Required work.
Each line of the data holding "title" should be found and copied.

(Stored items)
-----
PR #3114, opened 2026-08-14
Add fixture-driven capability contract tests (calendar + chat)

vhuseinova-msft:
This is the teams-js half of moving our shared capability tests from the browser E2E suite into fast Jest contract tests. Nothing is removed from E2E here — these are additive producer tests.

Each test drives a real teams-js API and checks the wire message it emits, with the expected values read from the shared capability fixtures (so a contract change fails the test). Two families to start:
- calendar.openCalendarItem
- chat.openGroupChat — the interesting case, since teams-js transforms the input ({users}) into a different wire shape ({members}), so it validates we assert the emitted wire, not the raw input.

These pair with the Hub SDK provider tests that read the same fixtures, so neither repo can change the wire shape without a failing test on one side.

Paired Hub SDK PR: #5593136

Test-only — no src changes.

### DIFF
--- a/packages/teams-js/test/contract/loadFixtureCase.ts
+++ b/packages/teams-js/test/contract/loadFixtureCase.ts
@@ -1,0 +1,43 @@
+import * as fs from 'fs';
+import * as path from 'path';
+
+export interface FixtureCase<TInputValue = unknown> {
+  title: string;
+  inputValue: TInputValue;
+  expectedAlertValue: string;
+}
+
+interface FixtureCaseRecord {
+  title?: string;
+  inputValue?: unknown;
+  expectedAlertValue?: string;
+}
+
+interface FixtureFeatureRecord {
+  testCases?: FixtureCaseRecord[];
+}
+
+interface FixtureRecord {
+  testCases?: FixtureCaseRecord[];
+  featureTests?: FixtureFeatureRecord[];
+}
+
+export function loadFixtureCase<TInputValue = unknown>(family: string, title: string): FixtureCase<TInputValue> {
+  const fixturePath = path.resolve(__dirname, '../../../../apps/teams-test-app/e2e-test-data', `${family}.json`);
+  const fixture = JSON.parse(fs.readFileSync(fixturePath, 'utf8')) as FixtureRecord;
+  const testCases = [
+    ...(fixture.testCases ?? []),
+    ...(fixture.featureTests ?? []).flatMap((featureTest) => featureTest.testCases ?? []),
+  ];
+  const fixtureCase = testCases.find((testCase) => testCase.title === title);
+
+  if (!fixtureCase) {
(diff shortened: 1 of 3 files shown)


packages/teams-js/test/public/chat.contract.spec.ts
```diff
@@ -0,0 +1,50 @@
...
+    expect(fixtureCase.expectedWirePayload).toBeDefined();
+
+    const openGroupChatPromise = chat.openGroupChat(fixtureCase.inputValue);
+    const message = utils.findMessageByFunc('chat.openChat');
+
+    expect(message).not.toBeNull();
+    if (!message) {
+      throw new Error('chat.openChat message not found');
+    }
+    expect(message.args).toEqual([fixtureCase.expectedWirePayload]);
```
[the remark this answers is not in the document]
vhuseinova-msft: I think this one's actually fine as-is — toEqual (unlike toStrictEqual) ignores undefined properties, so {members, message} matches {members, message, topic: undefined} and the test passes (green locally and in CI).

packages/teams-js/test/contract/loadFixtureCase.ts
```diff
@@ -0,0 +1,94 @@
...
+    return undefined;
+  }
+}
+
+export function loadFixtureCase<TInputValue = unknown, TExpectedWirePayload = unknown>(
+  family: string,
+  title: string,
+  options: LoadFixtureCaseOptions = {},
+): FixtureCase<TInputValue, TExpectedWirePayload> {
+  const fixturePath = path.resolve(__dirname, '../../../../apps/teams-test-app/e2e-test-data', `${family}.json`);
```
palatter, line 60: Small thing, and you may already have this in the follow-up plan: this loader is a second implementation of the one in the paired Hub SDK PR, so the same parse contract is now written twice. They have already diverged cosmetically, `expectedWirePayload` here vs `wirePayload` there, marker `' called with '` vs `'called with '`, fixed `../../../../` vs `TEAMS_JS_ROOT` with a tmp fallback, and the ambiguous-title guard is the same logic in both files rather than one copy. The fixtures cannot drift since both sides read the same JSON, but a change to the fixture format now has to land in two parsers, and the silent-fallback bug that existed only on the Hub SDK side is that already happening once. Since teams-js owns the fixtures, would exporting the parser from here be worth it while there are only two families?

vhuseinova-msft: Thanks! Yes, this is tracked in my plan as the next steps and I'll prioritise it to be added in the next PR

jekloudaMSFT (approved):

palatter (approved):
Sounds good, happy to leave the shared parser to the follow-up since this is additive test code and nothing depends on it yet. Approving.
-----
Exercise result.
+  title: string;
+  title?: string;
+export function loadFixtureCase<TInputValue = unknown>(family: string, title: string): FixtureCase<TInputValue> {
+  const fixtureCase = testCases.find((testCase) => testCase.title === title);
+  title: string,
palatter, line 60: Small thing, and you may already have this in the follow-up plan: this loader is a second implementation of the one in the paired Hub SDK PR, so the same parse contract is now written twice. They have already diverged cosmetically, `expectedWirePayload` here vs `wirePayload` there, marker `' called with '` vs `'called with '`, fixed `../../../../` vs `TEAMS_JS_ROOT` with a tmp fallback, and the ambiguous-title guard is the same logic in both files rather than one copy. The fixtures cannot drift since both sides read the same JSON, but a change to the fixture format now has to land in two parsers, and the silent-fallback bug that existed only on the Hub SDK side is that already happening once. Since teams-js owns the fixtures, would exporting the parser from here be worth it while there are only two families?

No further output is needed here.